Friday, December 11, 2009

This report should kill the bills, send all home

DP: There is nothing remotely favorable about this report, for the passage and support of Obama/Pelosi/Reid care. It couldn't be more true: "The emporor has no clothes." Even the "silver lining" at the end appears to be the reporters editorializing since he doesn't refer to the report as the source of  "provides coverage to 93 percent of Americans." Just think about the journalistic deception and malpractice, evidenced by 1) 90% already have insurance (Obama himself said in speech that "30 million Americans" don't have insurance--which is 10% of 300 million); therefore 2) the bill does not, by definition, "provide coverage" to those 90% that have it already; so 3) If 93% is the firm result, according to a source the reporter doesn't name, this is all for the rather unimpressive result of adding another 3% to the insured pool, which would be another 9 million? Is that right? Trillions to be spent over 3% or so of Americans? Damn right we just want this whole sucker to go down and start over.

"US health care tab to keep growing under overhaul"


By RICARDO ALONSO-ZALDIVAR, Associated Press Writer Ricardo Alonso-zaldivar, Associated Press Writer – 1 hr 17 mins ago

WASHINGTON – A new government report is sending a sober economic warning to Democrats trying to push President Barack Obama's health care overhaul plan through the Senate.
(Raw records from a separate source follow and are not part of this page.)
PR #726, opened 2020-02-17
[C++] Extract concepts from v2 exercise: two-fer

### LINKED ISSUE #605: [C++] Extract Concepts from v2 exercise: two-fer
Extract the list of concepts required to solve the v2 C++ exercise: `two-fer`. For each concept, describe why it is required to solve the exercise. Keep in mind that an exercise can have multiple approaches (you can find community solutions here: `https://exercism.io/tracks/cpp/exercises/two-fer/solutions`). The goal of this task is to help determine the total list of concepts that make up `two-fer`.

The list of concepts should be stored in the following document: `languages/cpp/reference/exercise-concepts/two-fer.md`. [Use this link to create a PR to add this document][pr-link].

[pr-link]: ../new/master?filename=languages/cpp/reference/exercise-concepts/two-fer.md

silvanocerza:
Closes #605

### DIFF
--- a/languages/cpp/reference/exercise-concepts/two-fer.md
+++ b/languages/cpp/reference/exercise-concepts/two-fer.md
@@ -1,0 +1,75 @@
+# Two Fer
+
+## Task
+
+`Two-fer` or `2-fer` is short for two for one. One for you and one for me.
+
+Given a name, return a string with the message:
+
+    One for X, one for me.
+
+Where X is the given name.
+
+However, if the name is missing, return the string:
+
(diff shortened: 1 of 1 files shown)


AlexLeSang:
Have you considered  `string_view` as an alternative to `string`?

silvanocerza:
Not that much, how would you use it in this case? The only thing that comes to mind would be to use instead of `const std::string&`.

AeroStun:
That's indeed the only thing you could do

The analysis from nonpartisan economic experts at the Health and Human Services Department concludes that the nation's health care tab will grow more rapidly under the Democratic plan senators are debating. It also calls into question the Democrats' plan to squeeze $493 billion in savings from Medicare over 10 years, saying it "may be unrealistic."

In more bad news, the report released Friday warns that a new long-term care insurance plan included in the legislation could "face a significant risk of failure." The silver lining: The bill provides coverage to 93 percent of Americans.